The next concern the CJEU has to deal with is the following: in the ESM Treaty, some EU institutions — Commission, ECB, CJEU — are assigned certain tasks.

  • According to the plaintiff, this breaches the principle of conferral — Article 13 TEU. The principle holds that the EU institutions can only do things where they are granted explicit authorization by the TEU and TFEU.
  • The tasks assigned to the Commission and the ECB are found in paras 156–157. The most interesting one is that both institutions negotiate the “MoU” (Memorandum of Understanding) with the Member State that receives a loan. The MoU defines the conditions that the Member State has to fulfill (“conditionality” → these MoUs have been heavily criticized, because they forced the peripheral countries to implement heavily neoliberal policies, including pension and wage cuts, cuts to social expenditure, labor market deregulation, privatization of public infrastructure).
  • How does the CJEU argue that the ESM Treaty does not breach the principle of conferral in regard to the Commission and the ECB? — paras 156–169
  • The CJEU also receives certain powers under the ESM Treaty. This is based on Article 273 TFEU:
  • How does the CJEU argue that the ESM Treaty does not breach the principle of conferral in regard to the CJEU? — paras 170–177

(we skip the discussion on the “effective judicial protection”)

4. is the Treaty amendment necessary for the ESM Treaty to be ratified?

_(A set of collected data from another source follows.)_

PR #102, opened 2019-03-03
0003659: SqlAnywhere dialect crashes when DB name has special char

matthoward:


jaredfrees:
This looks pretty good, thanks for the bug fix Matt. I will look at this more next week when I have time and most likely approve it.

jaredfrees:
We realized that if you quote the DB name then it can become case sensitive so it could break other use cases. We need to evaluate this further, but thanks for pointing out the special character problem.

jaredfrees:
Everything looks good now. Thanks!

PR #103, opened 2019-04-12
3.9

deividnn:
how do i define a diferent schema to create tables like sym_data ,sym_data_event ,etc in postgresql?


erilong:
Hi deividnn, we generally don't merge newer releases into older releases.  We're you just trying to ask a question?  You can get help at the forums or chat room here:  https://www.symmetricds.org/get-help

On postgres, try giving SymmetricDS its own user/role and then set the search_patch to the schema you want, like this:

ALTER ROLE <your_login_role> SET search_path TO schema1;

PR #104, opened 2019-05-14
Added SQL that was removed in 3.9+ that generated SQLException

bradvillamtgov:
When upgrading from 3.8.43 to 3.9.x or 3.10.x there was an issue where the ConfigurationService class was trying to retrieve Node Channels. The ConfigurationService calls for the query "selectNodeChannelControlLastExtractTimeSql" which does not exist in the ConfigurationServiceSqlMap. I added the query from the 3.8 branch and was able to successfully upgrade from 3.8.43 to 3.10.2. 

[SQLException_message.txt](https://github.com/JumpMind/symmetric-ds/files/3179554/SQLException_message.txt)


erilong:
Thanks for the report and fix!  Tracking it here: https://www.symmetricds.org/issues/view.php?id=3957

PR #105, opened 2019-06-20
Volt template dirty

ssomagani:
When replicating tables into VoltDB from H2, the default JdbcSqlTemplate is picked sometimes which leads to VoltDB's JDBC driver erroring out setting the Transaction Isolation Level


erilong:
Thanks, we need to get our unit tests running on VoltDB, so we don't create another issue like that.

Can you sign our CLA to share copyright with us?

ssomagani:
Thanks Eric. 

I’ve signed the CLA.

PR #107, opened 2019-11-04
0004124: synchronize saveRegistrationRequest by named mutex

mkurz01:


erilong:
Shouldn't clients all have different IP addresses and not be using the loopback address?  It seems like the problem is from the data, not the source code.

pavel-jm:
The wait on author period had expired.

PR #108, opened 2019-12-10
0004189: Node online detector/ ping nodes

mkurz01:
See ticket 0004189


pavel-jm:
The Heartbeat batch on the system channel is accomplishing a similar task, arguably more thorough. This is because the ICMP (network protocol required for ping to work) is not part of the SymmetricDS firewall requirements and could be blocked.

PR #109, opened 2020-02-28
Don't take into account the order that the primary keys are in when choosing to drop and recreate the primary key

chenson42:


erilong (changes requested):
Should it be !caseSensitive && srcPk.getName().equalsIgnoreCase(tgtPk.getName())))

This is an interesting issue. Remember that a Treaty amendment under the “simplified amendment procedure” “shall not increase the competences conferred on the Union in the Treaties” (Article 48(6) TEU). From this, the CJEU concludes that the amendment is not necessary for the ESM Treaty to be ratified; this implies that the Member States could have enacted the ESM Treaty without the amendment. Rather, the amendment merely “confirms the existence of a power possessed by the Member States” (para 184)

Concluding thoughts

  • EU law was very much undetermined on the issue. Most commentators agree that the CJEU accepted the ESM Treaty only because of the exceptional circumstances of the crisis.
  • The ESM Treaty is criticized for circumventing (if not legally, then in practice) the procedural requirements and safeguards established in the EU Treaties.
  • The EP is sidelined, and the voting in the ESM is based on the principle of “money talks.” It can be argued that, during the crisis, the Member States (at least the powerful ones) took back control of the EU.
  • Conditionality enforced through the ESM has forced the peripheral countries to engage in massive austerity programs. Many commentators, in particular economists, argue that this undermines any chance of the economies of these countries to grow significantly anytime soon. This, in turn, undermines their ability to repay the debt, so that ultimately “strict conditionality” leaves everybody worse off.
  • You can therefore see that the Pringle judgment deals with many different complex problems: the distribution of competences between Member States and Union as well as between the different Union institutions; democratic governance; and the battle on socio-economic policies (pro- or anti-austerity).